The FSA has stepped in and said it wants to see KFIs cut to four or five pages.

“If you have a complex product such as a lifetime mortgage, then it is going to need a longer document but if you have a straightforward product, then you can do it in four pages. To me, a 13-page key features document is a paradox,” he says.

However, it’s not all bad for intermediaries. Consumer reluctance to sit through numerous fact-find sessions at a succession of different mortgage providers has presented a business opportunity for brokers as those looking for a mortgage prefer to let the broker shop around for them.

It is not all plane sailing, though, and intermediaries across the board complained about the hassle involved in getting verification of KFIs from multiple lenders.
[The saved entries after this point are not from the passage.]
PR #1131, opened 2017-10-11
FEATURE: Display Node Path in reference editor

skurfuerst:
betriebswirtschaftslehre und versicherung 2017-10-11 14-50-25

### DIFF
--- a/packages/neos-ui-editors/src/Editors/Reference/style.css
+++ b/packages/neos-ui-editors/src/Editors/Reference/style.css
@@ -1,0 +1,12 @@
+.referenceOption {
+    padding: var(--halfSpacing);
+    box-sizing: content-box;
+    height: var(--goldenUnit);
+    line-height: 20px;
+}
+
+.referenceOption__link {
+    color: var(--brandColorsContrastBright);
+    display: block;
+    font-size: 12px;
+}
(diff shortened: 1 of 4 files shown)


dimaip:
On the screenshot it seems right padding is missing?

packages/neos-ui-editors/src/Editors/Reference/style.css
```diff
@@ -0,0 +1,12 @@
...
+    padding: var(--halfSpacing);
+    box-sizing: content-box;
+    height: var(--goldenUnit);
+    line-height: 20px;
+}
+
+.referenceOption__link {
+    color: var(--brandColorsContrastBright);
+    display: block;
+    font-size: 12px;
```
dimaip: I'm a bit concerned how we use font-sizes around the codebase.
I will create an issue to gather all of these special font usages into a separate react-ui-components component, and use them to share styles. Otherwise our styles will quickly turn into a mess.

skurfuerst: :+1:

dimaip:
So what about missing right padding?

skurfuerst:
will fix the right padding

PR #1133, opened 2017-10-11
FEATURE: Frontend configuration API

dimaip:
This change introduces a place in settings which allows to transfer some configuration to UI components, including 3rd-party components.

E.g.:
```
Neos:
  Neos:
    Ui:
      frontendConfiguration:
        'Your.Own:Package':
          someKey: someValue
```

Then it may be accessed as:
```js
globalRegistry.get('frontendConfiguration').get('Your.Own:Package').someKey
```

I guess we should declare it as an experimental API that may change in the future in a breaking way.

TODO:

- [x] rename RenderState object to smth like RenderConfiguration


dimaip:
Usage example: https://github.com/psmb/Psmb.CreateNodeButton/commit/1abc4ab3b59b3a844c2f11e3b77a53e3da9056ba

PR #1142, opened 2017-10-13
BUGFIX: ensure JS backend information is not stale (fixes node tree after node creation)

skurfuerst:
## Problem Description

The steadfast refusal of sourcing companies to offers verification is frustrating many.

London & Country Mortgages head of communications David Hollingworth says: “If you want verification from the lender, you have to go from one website to another and many require a different password. We would prefer lenders to work together.”

Another opportunity presented by Mortgage Day has been for networks to scoop up small and single-broker businesses as their proprietors came in search of administration support. A year ago, it was touted that many small firms would simply pack up shop when faced with the extra admin burden imposed by regulation. However, while everyone admitted a small number had seized business, no one believed there had been a widescale loss of advisers across the industry.

Everyone believed the FSA’s checks into the sales of sub-prime mortgage products by smaller broker firms in September and the earlier mystery shopping exercises into if and when adviser presented consumers with details how they were paid for advice as well as KFIs, were helping to keep everyone on their toes and ensure the industry continued to raise its game.

Looking forward, there is a general feeling that the worst is over, particularly with regard to technology problems, although Jones pointed out that any changes to systems, which would enable KFIs to be trimmed back, would take months to filter through.

“The industry has adapted remarkably well but we need a pragmatic solution that recognises the differences in our industry and acknow-ledges, for instance, that sole traders do not have a corporate entity behind them doing the administration.”